We did this on u64 keys, wyhash for both maps, gpa allocator, ReleaseFast mode, and Apple M1 laptop. If you have built a hashmap that supports Zig's std:HashMap API and would like to see it included in the benchmark, drop us a line. You are very welcome.

*Tp*: Throughput: millions of operations per second.\
*Rt*: Runtime : time spent on the test, in seconds.\
*aggregate*: This is an absolute measurement of an individual hashmap's *throughput* (total number of ops the map has engaged through the four tests in a row divided by the combined *runtime*) contrary to single tests measuring relative performances.

```
HASHMAP BENCHMARK|
1_000_000 ops:each test|

|name |Tp Mops:sec| Rt :sec|
=====================================
|eruZero |
|RH | 251.46| 0.003977|
|EX | 63.16| 0.015832|
|EXH | 64.25| 0.015563|
|RG | 47.46| 0.021070|
|aggregate | 70.87| 0.056442|

|ArrayHashMap |
|RH | 139.60| 0.007163|
|EX | 81.52| 0.012268|
|EXH | 81.63| 0.012250|
|RG | 24.66| 0.040544|
|aggregate | 55.38| 0.072225|

|HashMap |
|RH | 62.65| 0.015961|
|EX | 13.04| 0.076673|
|EXH | 8.28| 0.120821|
|RG | 57.06| 0.017524|
|aggregate | 17.32| 0.230980|

HASHMAP BENCHMARK|
10_000_000 ops:each test|

|name |Tp Mops:sec| Rt :sec|
=====================================
|eruZero |
|RH | 256.21| 0.039030|
|EX | 62.19| 0.160800|
|EXH | 59.97| 0.166756|
|RG | 36.06| 0.277308|
|aggregate | 62.12| 0.643895|

|ArrayHashMap |
|RH | 141.78| 0.070530|
|EX | 84.29| 0.118637|
|EXH | 83.80| 0.119330|
|RG | 17.61| 0.567956|
|aggregate | 45.64| 0.876454|

|HashMap |
|RH | 64.22| 0.155703|
|EX | 13.20| 0.757729|
|EXH | 8.34| 1.199348|
|RG | 36.86| 0.271328|
|aggregate | 16.78| 2.384107|

HASHMAP BENCHMARK|
100_000_000 ops:each test|

|name |Tp Mops:sec| Rt :sec|
=====================================
|eruZero |
|RH | 258.13| 0.387407|
|EX | 65.79| 1.520057|
|EXH | 62.78| 1.592761|
|RG | 26.91| 3.715796|
|aggregate | 55.43| 7.216020|

|ArrayHashMap |
|RH | 144.43| 0.692390|
|EX | 86.05| 1.162134|
|EXH | 84.47| 1.183876|
|RG | 17.79| 5.621304|
|aggregate | 46.19| 8.659705|

|HashMap |
|RH | 64.08| 1.560445|
|EX | 13.21| 7.567642|
|EXH | 8.34| 11.988912|
|RG | 25.86| 3.867002|
|aggregate | 16.01| 24.984001|

```

## Conclusions
Based on the above data, if you are building an application that is *READ HEAVY*, consider using the eruZero map, which is specifically designed for static reading with occasional removals. If you are building an application similar to the *EXCHANGE* test, consider using ArrayHashMap, which has excellent removal performance and almost instant iteration over the entire map (not tested here). Zig's HashMap is great for growing and reading small volumes under 1M entries. In general, eruZero completed four tests in the least amount of time.

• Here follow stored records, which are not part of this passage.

PR #361, opened 2023-06-20
'Solution'

ant-komarov:


app/main.py
```diff
@@ -1,2 +1,53 @@
+from typing import Any
+
+
 class Dictionary:
-    pass
+    def __init__(self) -> None:
+        self.length: int = 0
```
AntonShpakovych, line 6: Annotations for the attributes are not really necessary here. Type hints are already clear from the assigned values. You can skip annotations in such cases to write less code -  `LiudmylaKulinchenko`

app/main.py
```diff
@@ -1,2 +1,53 @@
...
+        self.capacity: int = 8
+        self.load_factor: float = 0.66
+        self.hash_table: list = [None] * self.capacity
+
+    def __add_to_hash_table(self, key_hash: int, key: Any, value: Any) -> None:
```
AntonShpakovych, line 11: change annotation for key in all function where u use Any - `Hashable`

app/main.py
```diff
@@ -1,2 +1,53 @@
...
+        _index = key_hash % self.capacity
+        while True:
+            if not self.hash_table[_index]:
+                self.hash_table[_index] = (key_hash, key, value)
+                self.length += 1
+                break
+            elif self.hash_table[_index][1] == key:
+                self.hash_table[_index] = (key_hash, key, value)
```
AntonShpakovych, line 19: I know it doesn't make a difference in this case, but let's imagine that some other person will use this dict. ((key, hash, value)

app/main.py
```diff
@@ -1,2 +1,53 @@
...
+            if item:
+                self.__add_to_hash_table(*item)
+
+    def __setitem__(self, key: Any, value: Any) -> None:
+        if self.length == int(self.capacity * self.load_factor):
+            self.__resize_hash_table()
+        key_hash = hash(key)
+        self.__add_to_hash_table(key_hash, key, value)
+
+    def __getitem__(self, key: Any) -> Any:
```
AntonShpakovych, line 40: u can simplify this method

AntonShpakovych (changes requested):

AntonShpakovych (approved):
Good job

LiudmylaKulinchenko (approved):
Well done! 🎉

PR #362, opened 2023-06-20
solution

mariiahorbova:


maccarets (approved):

app/main.py
```diff
@@ -1,2 +1,76 @@
...
+                 load_factor: float = 0.75
+                 ) -> None:
+        self.initial_capacity = initial_capacity
+        self.load_factor = load_factor
+        self.size = 0
+        self.capacity = initial_capacity
+        self.table = [None] * self.capacity
+
+    def __setitem__(self,
+                    key: int | float | str | bool | tuple,
```
LiudmylaKulinchenko, line 16: There are more types that could be dict keys. Keys should be _**hashable** types_

LiudmylaKulinchenko: I'm hinting to `hashable` type annotation

app/main.py
```diff
@@ -1,2 +1,76 @@
+from typing import Any
+
+
 class Dictionary:
-    pass
+    def __init__(self,
+                 initial_capacity: int = 8,
+                 load_factor: float = 0.75
```
LiudmylaKulinchenko, line 7: Is load factor 0,75?

LiudmylaKulinchenko: Also consider to make initial_capacity and load_factor class attributes

app/main.py
```diff
@@ -1,2 +1,76 @@
...
+        nodes.append([key, self._hash(key), value])
+        self.size += 1
+        self._check_resize()
+
+    def __getitem__(self,
+                    key: int | float | str | bool | tuple
+                    ) -> Any:
+        index = self._get_index(key)
+        nodes = self.table[index]
+        if nodes is not None:
```
LiudmylaKulinchenko, line 35: What does this condition here?

app/main.py
```diff
@@ -1,2 +1,76 @@
...
+        return self.size
+
+    def _get_index(self,
+                   key: int | float | str | bool | tuple
+                   ) -> int:
+        hash_value = hash(key)
+        return hash_value % self.capacity
+
+    @staticmethod
+    def _hash(key: Any) -> int:
```
LiudmylaKulinchenko, line 51: If you'll add Hashable in type annotations, you could remove this function. It will raise TypeError with message "unhashable type: 'list'", for example for list
Which is the same as in the dict

app/main.py
```diff
@@ -1,2 +1,76 @@
...
+
+    def _check_resize(self) -> None:
+        load_factor = self.size / self.capacity
+        if load_factor >= self.load_factor:
+            self._resize()
+
+    def _resize(self) -> None:
+        new_capacity = self.capacity * 2
+        new_table = [None] * new_capacity
+        for nodes in self.table:
```
LiudmylaKulinchenko, line 64: try to optimize to avoid nested loops and conditions

LiudmylaKulinchenko (changes requested):

Oleg-s-s (changes requested):
`is not None` `is None` can be simplified

Oleg-s-s (approved):
Good job

PR #363, opened 2023-06-20
Solution

DmytroTsehelnyk:


app/main.py
```diff
@@ -1,12 +1,15 @@
...
 
 
-@dataclass
 class Node:
-    key: Any
-    value: Any
-    next = None
+    def __init__(
+        self,
+        key: Any,
```
OlhaTryhub, line 7: It would be better if you use "Hashable" type annotation for key 👀

OlhaTryhub (changes requested):

OlhaTryhub (approved):

Altahoma (changes requested):

Altahoma (approved):

app/main.py
```diff
@@ -1,2 +1,78 @@
...
+
+class Node:
+    def __init__(
+        self,
+        key: Hashable,
+        value: Any
+    ) -> None:
+        self.key = key
+        self.value = value
+        self.next = None
```
LiudmylaKulinchenko, line 12: You should store hash(key) value in Node, as it works in dictionaries in Python
Also u can remove next from here, store just key, hash and value

app/main.py
```diff
@@ -1,2 +1,78 @@
...
+        if self.table[index] is None:
+            self.table[index] = Node(key, value)
+            self.table_size += 1
+        else:
+            current = self.table[index]
+            while True:
+                if current.key == key:
+                    current.value = value
+                    return
+                if current.next is None:
```
LiudmylaKulinchenko, line 37: No need to add `is None`. Fix throuhout the code

LiudmylaKulinchenko (changes requested):

app/main.py
DmytroTsehelnyk: I can't remove 'next' because of AttributeError: 'Node' object has no attribute 'next'

LiudmylaKulinchenko (approved):
Well done! 🐣🌺

PR #364, opened 2023-06-20
Solution

imelnyk007:


erikagayan (approved):

app/main.py
```diff
@@ -1,2 +1,48 @@
...
+
 class Dictionary:
-    pass
+    def __init__(self, capacity: int = 8, load_factor: float = 0.66) -> None:
+        self.capacity = capacity
+        self.load_factor = load_factor
+        self.size = 0
+        self.hash_table = [None] * 8
+
+    def __setitem__(self, key: Any, value: Any) -> None:
```
LiudmylaKulinchenko, line 11: Are you sure key could be any type? What about None, list? Key should have **hashable** type

PR #386, opened 2023-06-29
Solution

arturiermolenko:


app/main.py
```diff
@@ -1,2 +1,76 @@
...
+                self.__setitem__(node[0], node[2])
+
+    def __len__(self) -> int:
+        return self.length
+
+    def __str__(self) -> str:
+        return str({node[0]: node[2] for node in self.hash_table if node})
+
+    def clear(self) -> None:
+        self.hash_table = [None] * self.capacity
```
YukihiroSM, line 56: length should be set to 0 as well here.

YukihiroSM (changes requested):

PR #387, opened 2023-06-29
solution

vlodek69:


app/main.py
```diff
@@ -1,2 +1,128 @@
...
+        self.length = 0
+        self.hash_table: list = [None] * 8
+        self.hash_table_len = 8
+        self.load_factor = 2 / 3
+        self.item_id = 0
+
+    def __len__(self) -> int:
+        return self.length
+
+    def __setitem__(self, key: Any, value: Any) -> None:
```
vasylhnatiuk, line 20:
```suggestion
    def __setitem__(self, key:  Hashable, value: Any) -> None:
```

vasylhnatiuk: change here and in all of the code

vasylhnatiuk (changes requested):

vsmutok (approved):
Looks Good 👍

PR #396, opened 2023-07-12
Solution

Quiet-Klirik:


tests/test_main.py
Polyakiv-Andrey, line 1: In this task, the test file does not need to be touched at all.

app/main.py
```diff
@@ -1,2 +1,97 @@
+from typing import Any, Hashable
+
+
 class Dictionary:
-    pass
+    def __init__(self) -> None:
```
Polyakiv-Andrey, line 5: also in the initializer it is necessary to use the load factor and capacity for this job

app/main.py
```diff
@@ -1,2 +1,97 @@
...
+        self.length = 0
+        self.hash_table: list[None | tuple[Hashable, hash, Any]] = [None] * 8
+
+    def __setitem__(self, key: Hashable, value: Any) -> None:
+        def add_item_to_table(
```
Polyakiv-Andrey, line 10: instead of writing a function inside a magic method, make it just a class method

Polyakiv-Andrey (changes requested):

tests/test_main.py
Quiet-Klirik: checklist.md
--------------
2) If you want check your `__delitem__` method 
uncomment `test_deletion():` test in `./tests/test_main.py`

Polyakiv-Andrey (approved):
Good job!

PR #401, opened 2023-07-26
'Solution'

ilizh:


app/main.py
```diff
@@ -1,2 +1,128 @@
+from typing import Any
+
+
+class Node:
+    def __init__(self, key: Any, value: Any, hash_code: int) -> None:
```
olena-hul, line 5: Uncomment test for deletion

app/main.py
```diff
@@ -1,2 +1,128 @@
...
+        self.value = value
+        self.hash_code = hash_code
+        self.next = None
+
+
 class Dictionary:
-    pass
+    def __init__(
+            self, initial_capacity: int = 16,
+            load_factor: float = 0.75
```
olena-hul, line 15: No need to make it as the `__init__` params, these params are the details of internal implementation, user should not know about this

app/main.py
```diff
@@ -1,2 +1,128 @@
...
+
+        for node in old_table:
+            while node:
+                self[node.key] = node.value
+                node = node.next
+
+    def _should_resize(self) -> bool:
+        return self.size >= self.capacity * self.load_factor
+
+    def _get_node(self, key: Any, hash_code: int) -> Node:
```
olena-hul, line 39: key is Hashable, not Any

app/main.py
```diff
@@ -1,2 +1,128 @@
...
+        node = self.table[index]
+
+        while node:
+            if node.hash_code == hash_code and node.key == key:
+                return node
+            node = node.next
+
+        return None
+
+    def __setitem__(self, key: Any, value: Any) -> None:
```
olena-hul, line 50: key is Hashable, not Any

olena-hul: Fix everywhere

olena-hul (changes requested):

app/main.py
olena-hul: This is not fixed. You should go to tests file and uncomment the test that checks the delete functionality for the dictionary

olena-hul (approved):

olena-hul:
Good job!

PR #404, opened 2023-07-31
Solution

anastasiia-tsurkan:


app/main.py
```diff
@@ -1,2 +1,131 @@
...
+        self.load_factor = round(self.capacity * 2 / 3)
+        self.table = [[] for i in range(self.capacity)]
+
+        for node in temp:
+            if node:
+                self.__setitem__(node[0], node[2])
+
+    def __setitem__(
+            self,
+            key: Union[int, float, str, bool, tuple, Point],
```
olena-hul, line 27:
```suggestion
            key: Hashable,
```

app/main.py
```diff
@@ -1,2 +1,131 @@
...
+        if key_index is not None:
+            self.table[key_index] = [key, hash(key), value]
+            return
+
+        for i in range(self.capacity):
+            node = self.table[index]
+
+            if node:
+                index = (index + 1) % self.capacity
+            if not node:
```
olena-hul, line 45:
```suggestion
            else:
```

app/main.py
olena-hul: Fix in all places

app/main.py
```diff
@@ -1,2 +1,131 @@
...
+    def get_index(
+            self,
+            key: Union[int, float, str, bool, tuple, Point]
+    ) -> Union[int, None]:
+        index = hash(key) % self.capacity
+
+        for _ in range(self.capacity):
+            node = self.table[index]
+
+            if node and node[0] == key:
```
olena-hul, line 59: we should check hash too, hash should be checked first

olena-hul (changes requested):

Bohdan-Salamakha (approved):

PR #408, opened 2023-08-07
Develop

verbik:


app/main.py
```diff
@@ -1,2 +1,79 @@
...
+    INITIAL_CAPACITY = 8
+
+    def __init__(self) -> None:
+        self.capacity = self.INITIAL_CAPACITY
+        self.size = 0
+        self.table = [None] * self.capacity
+
+    @property
+    def size(self) -> int:
+        return self._size
```
Grayder0152, line 16: But you don`t have `_size` arg in `__init__` method

app/main.py
```diff
@@ -1,2 +1,79 @@
...
+        return self.size
+
+    def resize(self) -> None:
+        elements = [elem for elem in self.table if elem is not None]
+        print(elements)
+        self.table = [None] * self.capacity * 2
+        self.capacity *= 2
+
+        for element in elements:
+            self.__setitem__(element[0], element[2])
```
Grayder0152, line 36:
```suggestion
            self[element[0]] = element[2]
```

Grayder0152 (changes requested):

app/main.py
verbik: I have a setter for this property and it is in __init__. Can you explain in more details, please.

Grayder0152: Is it unclear, as we must have all exist attribute in __init__, so pls, rename `size` to `_size` in 11 line

ArsenPidhoretskyi (approved):
Well done!

PR #409, opened 2023-08-10
Solution

mwellick:


app/main.py
```diff
@@ -1,2 +1,70 @@
...
+
+from typing import Any, Hashable
+
+
+@dataclasses.dataclass
 class Dictionary:
-    pass
+    capacity: int = 8
+    load_factor: float = 0.75
+    hash_table_: list = None
```
Bohdan-Salamakha, line 10: use typehint like: Optional[YOUR_VALUE_TYPE] = None
for example: list that contains string elements and can be None has typehint Optional[list[str]]
+
add additional typehint for list inner objects like list[YOUR_VALUE_TYPE]
for example: list that contains string elements has typehint list[str]

Bohdan-Salamakha (changes requested):

app/main.py
```diff
@@ -1,2 +1,101 @@
...
+
+movies.clear()
+print(len(movies))
+
+movies.__setitem__(2, "Memento")
+print(len(movies))
+
+print(movies.__getitem__(2))
+movies.__setitem__(3, "Tenet")
+print(movies.__getitem__(3))
```
EdAlekseiev, line 102: Please, delete your test code

EdAlekseiev (approved):
Good job

app/main.py
mwellick: sorry i forgot)

PR #414, opened 2023-08-15
 Solution

VladyslavKaminskyi:


app/main.py
```diff
@@ -1,2 +1,105 @@
...
+
+    def __len__(self) -> int:
+        return self.size
+
+    def get_index_for_key(self,
+                          key: Hashable
+                          ) -> Any:
+        index = hash(key) % self.capacity
+        while (self.hash_table[index] is not None
+               and self.hash_table[index][0] != key):
```
ArsenPidhoretskyi, line 29: Also check for hash

app/main.py
```diff
@@ -1,2 +1,105 @@
...
+        self.hash_table = [None] * self.capacity
+
+    @property
+    def current_max_size(self) -> int:
+        return floor(self.load_factor * self.capacity)
+
+    def __len__(self) -> int:
+        return self.size
+
+    def get_index_for_key(self,
```
ArsenPidhoretskyi, line 24: Make it as private

app/main.py
```diff
@@ -1,2 +1,105 @@
...
+                          key: Hashable
+                          ) -> Any:
+        index = hash(key) % self.capacity
+        while (self.hash_table[index] is not None
+               and self.hash_table[index][0] != key):
+            index = (index + 1) % self.capacity
+        return index
+
+    def resize(self) -> None:
```
ArsenPidhoretskyi, line 33: Make it as private function or protected

app/main.py
```diff
@@ -1,2 +1,105 @@
...
+
+    def clear(self) -> None:
+        self.hash_table = [None] * self.capacity
+        self.size = 0
+
+    def get(self,
+            key: Hashable,
+            value: Any = None
+            ) -> Any:
+        for index in range(len(self.hash_table)):
```
ArsenPidhoretskyi, line 53: Why you always iterate from start? Get it based by hash

ArsenPidhoretskyi: Fix in all places

app/main.py
```diff
@@ -1,2 +1,105 @@
...
+        old_table = self.hash_table
+        self.size = 0
+        self.capacity *= 2
+        self.hash_table = [None] * self.capacity
+        for element in old_table:
+            if element is not None:
+                key, hash_key, value = element
+                index = self.get_index_for_key(key)
+                self.size += 1
+                self.hash_table[index] = (key, hash_key, value)
```
ArsenPidhoretskyi, line 43:
```suggestion
                self[key] = value
```

ArsenPidhoretskyi (changes requested):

If you do not want external dependencies, you should still consider using Zig's excellent ArrayHashMap in your projects, which is an overall better alternative to Zig's HashMap. ArrayHashMap is somewhat underestimated in Zig's community (as it seems, scavenging the GitHub data) because it grows slower than std:HashMap and because of popular synthetic tests, usually consisting of *grow-clear-put_again-get-iterate-remove* sequence or similar, used to benchmark hashmaps. And somehow it got into people's heads that the map that runs the sequence faster is better. In fact, the ArrayHashMap will not come out on top in such synthetic tests. However, tests that do not measure the hashmap's performance by the number of deleted entries it holds at runtime cannot tell the whole truth.